__WHAT TO WORK ON__
Read the lines below. Copy out any that hold the string "decoding".

(Stored data)
****************

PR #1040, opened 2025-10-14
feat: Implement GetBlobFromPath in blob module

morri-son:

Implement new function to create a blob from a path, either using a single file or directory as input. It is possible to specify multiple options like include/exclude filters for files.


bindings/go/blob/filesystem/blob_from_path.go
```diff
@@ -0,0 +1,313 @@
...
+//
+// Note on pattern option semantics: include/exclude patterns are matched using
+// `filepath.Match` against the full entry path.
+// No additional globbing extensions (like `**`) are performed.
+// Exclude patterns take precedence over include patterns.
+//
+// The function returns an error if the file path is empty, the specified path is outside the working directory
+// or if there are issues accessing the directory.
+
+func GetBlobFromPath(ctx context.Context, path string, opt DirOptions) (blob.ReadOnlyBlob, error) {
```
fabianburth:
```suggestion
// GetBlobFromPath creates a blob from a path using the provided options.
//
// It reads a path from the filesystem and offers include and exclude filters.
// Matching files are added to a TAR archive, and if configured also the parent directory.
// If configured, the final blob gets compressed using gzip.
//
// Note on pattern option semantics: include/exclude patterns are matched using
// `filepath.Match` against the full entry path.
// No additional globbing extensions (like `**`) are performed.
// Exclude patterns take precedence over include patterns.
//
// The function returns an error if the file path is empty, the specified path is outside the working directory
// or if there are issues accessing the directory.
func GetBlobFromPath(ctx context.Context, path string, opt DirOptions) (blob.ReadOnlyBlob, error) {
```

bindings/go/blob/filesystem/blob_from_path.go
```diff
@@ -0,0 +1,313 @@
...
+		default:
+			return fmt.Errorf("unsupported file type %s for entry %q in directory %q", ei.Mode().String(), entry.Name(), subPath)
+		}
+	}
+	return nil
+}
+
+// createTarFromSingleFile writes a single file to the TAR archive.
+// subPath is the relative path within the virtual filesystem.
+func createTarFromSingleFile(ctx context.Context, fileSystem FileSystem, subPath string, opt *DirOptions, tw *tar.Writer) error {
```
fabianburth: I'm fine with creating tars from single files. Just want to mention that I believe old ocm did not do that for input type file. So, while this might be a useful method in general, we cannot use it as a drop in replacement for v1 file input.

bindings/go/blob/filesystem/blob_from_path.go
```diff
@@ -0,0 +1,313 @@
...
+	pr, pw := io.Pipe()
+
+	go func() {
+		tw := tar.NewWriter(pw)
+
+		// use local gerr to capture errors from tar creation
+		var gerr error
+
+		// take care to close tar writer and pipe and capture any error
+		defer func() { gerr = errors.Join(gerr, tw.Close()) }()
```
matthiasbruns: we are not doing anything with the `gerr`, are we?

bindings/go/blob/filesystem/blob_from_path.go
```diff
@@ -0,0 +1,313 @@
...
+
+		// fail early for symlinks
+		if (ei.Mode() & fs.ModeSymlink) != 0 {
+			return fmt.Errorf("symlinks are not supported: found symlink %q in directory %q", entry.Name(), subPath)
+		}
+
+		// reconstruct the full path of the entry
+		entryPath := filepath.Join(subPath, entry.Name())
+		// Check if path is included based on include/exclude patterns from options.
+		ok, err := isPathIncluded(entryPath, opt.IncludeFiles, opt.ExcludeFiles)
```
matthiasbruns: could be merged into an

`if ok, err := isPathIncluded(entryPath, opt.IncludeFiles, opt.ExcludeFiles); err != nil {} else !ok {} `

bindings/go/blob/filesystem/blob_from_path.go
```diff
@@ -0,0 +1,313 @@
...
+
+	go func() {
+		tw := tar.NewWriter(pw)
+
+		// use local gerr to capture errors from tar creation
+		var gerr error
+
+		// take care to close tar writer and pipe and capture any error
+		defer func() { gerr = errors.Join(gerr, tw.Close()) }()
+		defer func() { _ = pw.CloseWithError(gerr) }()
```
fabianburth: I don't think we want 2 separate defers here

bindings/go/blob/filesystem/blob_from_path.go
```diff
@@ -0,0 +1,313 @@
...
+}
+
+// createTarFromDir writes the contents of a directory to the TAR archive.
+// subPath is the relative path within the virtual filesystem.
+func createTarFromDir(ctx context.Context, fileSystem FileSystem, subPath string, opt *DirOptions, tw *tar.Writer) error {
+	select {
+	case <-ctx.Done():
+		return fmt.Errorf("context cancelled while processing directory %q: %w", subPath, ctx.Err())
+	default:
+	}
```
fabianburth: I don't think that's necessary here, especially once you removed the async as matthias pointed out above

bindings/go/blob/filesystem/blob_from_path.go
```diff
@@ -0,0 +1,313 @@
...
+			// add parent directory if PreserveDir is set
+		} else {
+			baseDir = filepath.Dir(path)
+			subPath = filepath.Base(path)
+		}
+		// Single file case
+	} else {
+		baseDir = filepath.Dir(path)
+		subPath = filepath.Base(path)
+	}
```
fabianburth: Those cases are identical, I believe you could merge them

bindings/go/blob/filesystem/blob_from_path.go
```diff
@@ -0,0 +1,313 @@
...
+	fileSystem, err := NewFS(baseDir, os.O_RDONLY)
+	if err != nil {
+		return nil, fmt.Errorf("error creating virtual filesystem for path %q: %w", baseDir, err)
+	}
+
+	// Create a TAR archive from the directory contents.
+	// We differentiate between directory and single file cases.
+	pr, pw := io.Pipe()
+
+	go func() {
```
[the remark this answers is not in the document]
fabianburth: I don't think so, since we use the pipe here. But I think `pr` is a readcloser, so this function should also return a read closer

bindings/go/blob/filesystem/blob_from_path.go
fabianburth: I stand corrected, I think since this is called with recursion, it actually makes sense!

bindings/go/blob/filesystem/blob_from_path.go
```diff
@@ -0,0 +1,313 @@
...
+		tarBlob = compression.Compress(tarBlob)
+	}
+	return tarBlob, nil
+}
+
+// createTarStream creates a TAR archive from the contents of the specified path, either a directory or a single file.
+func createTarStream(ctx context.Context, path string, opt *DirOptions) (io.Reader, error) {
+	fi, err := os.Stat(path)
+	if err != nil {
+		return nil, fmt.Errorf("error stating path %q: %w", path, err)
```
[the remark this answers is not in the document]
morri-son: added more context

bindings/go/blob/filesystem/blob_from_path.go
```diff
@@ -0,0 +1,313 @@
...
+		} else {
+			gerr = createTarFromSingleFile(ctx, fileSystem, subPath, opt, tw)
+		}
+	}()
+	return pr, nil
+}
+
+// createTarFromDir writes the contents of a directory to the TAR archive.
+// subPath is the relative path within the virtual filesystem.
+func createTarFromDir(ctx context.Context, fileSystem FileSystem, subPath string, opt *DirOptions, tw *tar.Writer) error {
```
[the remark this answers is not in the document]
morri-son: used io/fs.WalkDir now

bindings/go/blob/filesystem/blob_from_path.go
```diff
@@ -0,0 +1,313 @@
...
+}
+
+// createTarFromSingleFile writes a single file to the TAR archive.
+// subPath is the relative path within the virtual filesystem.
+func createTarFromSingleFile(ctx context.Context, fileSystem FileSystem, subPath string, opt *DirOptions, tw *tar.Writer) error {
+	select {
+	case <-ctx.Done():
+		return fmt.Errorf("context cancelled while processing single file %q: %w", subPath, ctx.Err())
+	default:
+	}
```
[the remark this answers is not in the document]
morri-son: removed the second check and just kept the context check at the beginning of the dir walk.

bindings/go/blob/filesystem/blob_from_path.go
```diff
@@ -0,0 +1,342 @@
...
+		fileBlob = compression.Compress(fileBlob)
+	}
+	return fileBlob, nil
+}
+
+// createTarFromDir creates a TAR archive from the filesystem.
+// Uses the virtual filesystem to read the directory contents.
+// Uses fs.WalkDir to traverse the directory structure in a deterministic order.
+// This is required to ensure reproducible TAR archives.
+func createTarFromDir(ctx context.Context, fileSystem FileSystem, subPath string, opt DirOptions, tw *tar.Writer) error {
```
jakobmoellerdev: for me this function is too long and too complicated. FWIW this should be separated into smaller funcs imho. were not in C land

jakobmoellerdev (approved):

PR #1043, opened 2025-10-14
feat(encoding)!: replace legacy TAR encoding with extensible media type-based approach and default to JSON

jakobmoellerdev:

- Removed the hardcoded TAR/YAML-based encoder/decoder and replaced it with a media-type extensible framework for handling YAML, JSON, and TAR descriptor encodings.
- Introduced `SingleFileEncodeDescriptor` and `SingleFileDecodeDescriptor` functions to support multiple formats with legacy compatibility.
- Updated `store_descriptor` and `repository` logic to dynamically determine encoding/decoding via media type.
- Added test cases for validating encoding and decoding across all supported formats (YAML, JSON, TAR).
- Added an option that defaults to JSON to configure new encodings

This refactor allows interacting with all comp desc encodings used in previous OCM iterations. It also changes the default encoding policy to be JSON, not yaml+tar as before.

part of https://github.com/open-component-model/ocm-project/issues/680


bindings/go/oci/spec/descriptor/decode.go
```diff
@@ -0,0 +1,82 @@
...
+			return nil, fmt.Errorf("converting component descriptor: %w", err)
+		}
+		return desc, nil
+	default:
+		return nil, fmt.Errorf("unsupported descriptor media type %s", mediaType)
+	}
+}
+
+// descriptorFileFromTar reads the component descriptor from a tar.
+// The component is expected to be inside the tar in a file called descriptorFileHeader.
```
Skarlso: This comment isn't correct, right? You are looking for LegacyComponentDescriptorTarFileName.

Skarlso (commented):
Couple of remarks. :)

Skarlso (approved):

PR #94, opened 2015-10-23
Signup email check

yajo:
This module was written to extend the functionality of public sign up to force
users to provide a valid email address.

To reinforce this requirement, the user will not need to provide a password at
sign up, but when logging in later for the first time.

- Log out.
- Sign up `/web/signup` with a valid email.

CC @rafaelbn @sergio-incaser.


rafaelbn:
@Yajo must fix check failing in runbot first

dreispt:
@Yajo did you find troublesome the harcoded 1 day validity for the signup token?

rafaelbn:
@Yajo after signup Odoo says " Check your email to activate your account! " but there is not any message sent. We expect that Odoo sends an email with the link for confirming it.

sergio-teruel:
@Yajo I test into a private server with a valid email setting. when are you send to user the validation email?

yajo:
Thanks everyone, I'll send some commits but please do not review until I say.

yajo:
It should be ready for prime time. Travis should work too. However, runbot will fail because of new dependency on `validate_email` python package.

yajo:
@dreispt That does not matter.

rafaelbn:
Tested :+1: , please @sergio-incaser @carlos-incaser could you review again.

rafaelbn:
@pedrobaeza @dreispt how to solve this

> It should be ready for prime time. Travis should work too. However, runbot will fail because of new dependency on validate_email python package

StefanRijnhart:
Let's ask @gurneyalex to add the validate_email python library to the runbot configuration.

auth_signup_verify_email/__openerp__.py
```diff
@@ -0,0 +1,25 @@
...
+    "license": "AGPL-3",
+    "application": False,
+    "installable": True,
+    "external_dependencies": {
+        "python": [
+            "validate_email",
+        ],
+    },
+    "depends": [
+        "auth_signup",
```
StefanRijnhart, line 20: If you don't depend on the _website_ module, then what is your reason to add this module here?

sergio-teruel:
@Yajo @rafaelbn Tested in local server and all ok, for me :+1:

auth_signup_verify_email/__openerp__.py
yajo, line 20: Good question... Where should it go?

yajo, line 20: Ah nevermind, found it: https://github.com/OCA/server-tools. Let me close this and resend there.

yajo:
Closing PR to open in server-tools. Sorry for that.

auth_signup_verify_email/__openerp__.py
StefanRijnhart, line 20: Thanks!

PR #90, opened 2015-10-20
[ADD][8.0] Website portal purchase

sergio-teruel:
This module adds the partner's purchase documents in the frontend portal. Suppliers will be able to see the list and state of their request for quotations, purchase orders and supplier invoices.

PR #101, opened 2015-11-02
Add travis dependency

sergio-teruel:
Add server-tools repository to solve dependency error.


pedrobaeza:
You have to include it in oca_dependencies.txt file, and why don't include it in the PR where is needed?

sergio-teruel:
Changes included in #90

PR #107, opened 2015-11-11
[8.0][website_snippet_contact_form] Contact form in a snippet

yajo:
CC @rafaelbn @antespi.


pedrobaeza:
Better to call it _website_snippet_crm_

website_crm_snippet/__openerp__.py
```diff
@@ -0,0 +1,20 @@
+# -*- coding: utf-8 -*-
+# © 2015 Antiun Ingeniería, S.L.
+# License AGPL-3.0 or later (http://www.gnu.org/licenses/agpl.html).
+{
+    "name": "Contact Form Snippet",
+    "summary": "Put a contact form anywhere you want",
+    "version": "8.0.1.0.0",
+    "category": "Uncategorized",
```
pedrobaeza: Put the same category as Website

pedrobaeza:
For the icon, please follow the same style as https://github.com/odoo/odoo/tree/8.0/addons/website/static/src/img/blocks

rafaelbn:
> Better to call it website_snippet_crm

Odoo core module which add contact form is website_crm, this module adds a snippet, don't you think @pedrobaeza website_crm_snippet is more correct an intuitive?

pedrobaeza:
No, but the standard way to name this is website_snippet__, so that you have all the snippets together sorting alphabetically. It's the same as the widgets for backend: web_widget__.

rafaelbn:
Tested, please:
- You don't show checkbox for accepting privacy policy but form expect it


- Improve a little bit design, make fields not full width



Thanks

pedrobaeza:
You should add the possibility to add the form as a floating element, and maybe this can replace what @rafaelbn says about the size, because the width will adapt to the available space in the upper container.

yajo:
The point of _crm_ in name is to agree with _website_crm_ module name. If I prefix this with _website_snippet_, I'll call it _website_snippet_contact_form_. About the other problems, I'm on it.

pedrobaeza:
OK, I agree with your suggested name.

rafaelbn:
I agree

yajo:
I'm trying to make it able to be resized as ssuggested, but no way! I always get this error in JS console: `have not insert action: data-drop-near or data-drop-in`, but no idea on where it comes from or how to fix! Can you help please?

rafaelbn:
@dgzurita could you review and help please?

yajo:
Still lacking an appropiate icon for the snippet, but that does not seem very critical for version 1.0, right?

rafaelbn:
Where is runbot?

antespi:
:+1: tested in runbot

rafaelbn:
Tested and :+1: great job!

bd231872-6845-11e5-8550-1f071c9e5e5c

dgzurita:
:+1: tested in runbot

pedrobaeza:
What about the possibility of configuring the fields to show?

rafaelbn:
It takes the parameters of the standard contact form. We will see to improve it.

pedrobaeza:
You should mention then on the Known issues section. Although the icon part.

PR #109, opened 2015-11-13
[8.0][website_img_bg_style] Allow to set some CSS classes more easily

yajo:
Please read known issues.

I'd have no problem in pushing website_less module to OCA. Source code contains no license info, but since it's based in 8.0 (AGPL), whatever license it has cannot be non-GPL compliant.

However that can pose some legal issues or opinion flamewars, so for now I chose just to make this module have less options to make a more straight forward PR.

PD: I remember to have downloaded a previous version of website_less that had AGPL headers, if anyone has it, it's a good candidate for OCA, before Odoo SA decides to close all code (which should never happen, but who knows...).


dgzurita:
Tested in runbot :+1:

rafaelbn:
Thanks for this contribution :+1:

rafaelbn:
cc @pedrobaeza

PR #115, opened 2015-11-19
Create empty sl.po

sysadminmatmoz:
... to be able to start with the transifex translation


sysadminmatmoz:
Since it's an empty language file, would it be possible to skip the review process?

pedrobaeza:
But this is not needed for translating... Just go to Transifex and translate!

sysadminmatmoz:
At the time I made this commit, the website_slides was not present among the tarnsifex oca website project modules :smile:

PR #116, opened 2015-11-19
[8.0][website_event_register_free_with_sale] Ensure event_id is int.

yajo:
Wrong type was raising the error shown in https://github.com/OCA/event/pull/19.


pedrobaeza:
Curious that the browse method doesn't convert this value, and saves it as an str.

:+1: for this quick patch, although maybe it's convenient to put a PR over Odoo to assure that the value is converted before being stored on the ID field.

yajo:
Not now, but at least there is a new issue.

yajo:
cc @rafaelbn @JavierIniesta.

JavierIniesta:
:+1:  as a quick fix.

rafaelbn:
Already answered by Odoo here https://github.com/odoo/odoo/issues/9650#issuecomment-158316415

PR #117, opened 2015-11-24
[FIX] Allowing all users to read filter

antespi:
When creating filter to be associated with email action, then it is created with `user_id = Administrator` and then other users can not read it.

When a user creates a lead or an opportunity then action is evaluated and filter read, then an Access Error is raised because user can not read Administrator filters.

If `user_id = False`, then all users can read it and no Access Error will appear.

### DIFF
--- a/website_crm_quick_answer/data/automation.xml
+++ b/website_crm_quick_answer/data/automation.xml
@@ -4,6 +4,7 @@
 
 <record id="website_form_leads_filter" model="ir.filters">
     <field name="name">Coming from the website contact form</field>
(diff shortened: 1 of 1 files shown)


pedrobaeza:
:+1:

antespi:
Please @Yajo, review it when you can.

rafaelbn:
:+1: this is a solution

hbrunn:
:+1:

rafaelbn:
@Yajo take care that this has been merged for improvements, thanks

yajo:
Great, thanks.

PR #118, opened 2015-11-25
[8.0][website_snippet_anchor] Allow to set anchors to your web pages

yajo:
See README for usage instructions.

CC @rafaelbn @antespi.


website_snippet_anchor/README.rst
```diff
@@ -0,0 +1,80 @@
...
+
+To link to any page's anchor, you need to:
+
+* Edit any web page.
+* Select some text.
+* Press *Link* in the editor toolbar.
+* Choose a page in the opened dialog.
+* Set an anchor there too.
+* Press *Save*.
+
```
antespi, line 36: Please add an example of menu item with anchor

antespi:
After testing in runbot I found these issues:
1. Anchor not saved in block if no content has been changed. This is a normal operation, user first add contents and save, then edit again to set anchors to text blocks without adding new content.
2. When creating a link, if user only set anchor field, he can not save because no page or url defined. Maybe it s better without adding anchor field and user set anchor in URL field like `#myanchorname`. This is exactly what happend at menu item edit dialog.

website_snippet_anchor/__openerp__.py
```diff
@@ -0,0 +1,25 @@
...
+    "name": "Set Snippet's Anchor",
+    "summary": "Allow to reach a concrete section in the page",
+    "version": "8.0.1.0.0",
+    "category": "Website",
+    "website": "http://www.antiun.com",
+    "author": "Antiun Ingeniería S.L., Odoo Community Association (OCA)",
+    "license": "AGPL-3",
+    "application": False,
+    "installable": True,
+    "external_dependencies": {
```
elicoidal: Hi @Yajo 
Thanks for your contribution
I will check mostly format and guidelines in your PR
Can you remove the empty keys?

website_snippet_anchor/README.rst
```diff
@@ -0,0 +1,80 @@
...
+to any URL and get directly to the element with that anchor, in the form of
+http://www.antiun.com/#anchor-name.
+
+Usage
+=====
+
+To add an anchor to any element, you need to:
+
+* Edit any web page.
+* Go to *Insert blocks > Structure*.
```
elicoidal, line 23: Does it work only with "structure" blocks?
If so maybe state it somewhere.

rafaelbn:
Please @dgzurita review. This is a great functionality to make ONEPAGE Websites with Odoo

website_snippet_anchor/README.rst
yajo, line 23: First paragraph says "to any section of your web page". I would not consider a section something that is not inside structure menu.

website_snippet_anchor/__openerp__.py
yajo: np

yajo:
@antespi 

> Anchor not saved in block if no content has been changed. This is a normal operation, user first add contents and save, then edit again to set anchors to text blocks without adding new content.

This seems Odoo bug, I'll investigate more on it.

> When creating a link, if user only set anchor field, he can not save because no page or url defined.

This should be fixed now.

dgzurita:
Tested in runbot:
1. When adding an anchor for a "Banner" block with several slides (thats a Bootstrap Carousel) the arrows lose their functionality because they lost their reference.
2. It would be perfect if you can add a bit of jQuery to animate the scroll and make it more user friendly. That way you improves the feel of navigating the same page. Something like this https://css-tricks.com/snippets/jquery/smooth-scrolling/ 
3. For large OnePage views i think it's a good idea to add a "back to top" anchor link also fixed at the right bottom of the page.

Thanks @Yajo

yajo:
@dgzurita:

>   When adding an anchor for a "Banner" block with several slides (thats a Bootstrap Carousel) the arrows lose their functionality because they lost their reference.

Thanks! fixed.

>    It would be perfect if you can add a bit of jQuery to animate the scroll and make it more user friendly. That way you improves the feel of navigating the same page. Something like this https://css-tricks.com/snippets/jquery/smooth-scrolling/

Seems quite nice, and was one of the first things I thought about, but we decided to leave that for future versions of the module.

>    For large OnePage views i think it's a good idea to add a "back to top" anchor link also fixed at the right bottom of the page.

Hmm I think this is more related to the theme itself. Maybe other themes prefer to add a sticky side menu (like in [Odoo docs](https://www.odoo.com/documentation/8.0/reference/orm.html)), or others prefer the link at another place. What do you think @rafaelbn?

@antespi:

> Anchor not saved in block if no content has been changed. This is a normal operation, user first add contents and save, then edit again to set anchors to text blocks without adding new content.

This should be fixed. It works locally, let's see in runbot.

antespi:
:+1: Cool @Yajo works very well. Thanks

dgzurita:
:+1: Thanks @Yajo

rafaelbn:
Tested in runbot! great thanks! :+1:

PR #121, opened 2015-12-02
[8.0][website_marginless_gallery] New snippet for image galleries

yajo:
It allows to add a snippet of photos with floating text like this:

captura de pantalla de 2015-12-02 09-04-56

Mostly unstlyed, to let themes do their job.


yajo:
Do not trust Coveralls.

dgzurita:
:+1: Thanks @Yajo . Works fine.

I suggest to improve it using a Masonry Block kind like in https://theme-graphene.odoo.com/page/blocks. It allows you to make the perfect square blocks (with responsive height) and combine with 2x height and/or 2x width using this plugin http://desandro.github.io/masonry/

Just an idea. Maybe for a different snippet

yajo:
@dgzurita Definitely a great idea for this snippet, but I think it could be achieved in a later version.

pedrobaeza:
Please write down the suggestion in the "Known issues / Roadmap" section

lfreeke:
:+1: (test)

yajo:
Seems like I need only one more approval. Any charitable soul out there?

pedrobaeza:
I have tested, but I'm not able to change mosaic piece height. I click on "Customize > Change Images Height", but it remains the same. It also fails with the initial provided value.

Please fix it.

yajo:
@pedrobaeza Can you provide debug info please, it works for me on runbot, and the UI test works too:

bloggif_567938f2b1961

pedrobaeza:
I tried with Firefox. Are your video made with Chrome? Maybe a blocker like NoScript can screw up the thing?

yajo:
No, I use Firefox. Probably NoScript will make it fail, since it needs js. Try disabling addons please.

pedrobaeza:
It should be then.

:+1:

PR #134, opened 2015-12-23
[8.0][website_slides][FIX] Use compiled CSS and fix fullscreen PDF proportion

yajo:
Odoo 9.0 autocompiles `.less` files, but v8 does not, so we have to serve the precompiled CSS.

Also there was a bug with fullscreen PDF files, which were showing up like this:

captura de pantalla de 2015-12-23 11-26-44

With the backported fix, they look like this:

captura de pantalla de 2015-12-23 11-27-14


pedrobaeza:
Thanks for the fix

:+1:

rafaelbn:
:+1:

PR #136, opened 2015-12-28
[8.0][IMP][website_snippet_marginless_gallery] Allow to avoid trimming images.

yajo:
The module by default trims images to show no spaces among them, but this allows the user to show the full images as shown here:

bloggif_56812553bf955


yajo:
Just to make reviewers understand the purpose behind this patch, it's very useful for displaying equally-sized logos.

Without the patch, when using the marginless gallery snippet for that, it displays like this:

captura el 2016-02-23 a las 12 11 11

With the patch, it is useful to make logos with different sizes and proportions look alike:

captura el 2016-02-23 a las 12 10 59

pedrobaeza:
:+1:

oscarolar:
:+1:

****************

__SOLUTION FOR THIS EXERCISE__
- Updated `store_descriptor` and `repository` logic to dynamically determine encoding/decoding via media type.
- Added test cases for validating encoding and decoding across all supported formats (YAML, JSON, TAR).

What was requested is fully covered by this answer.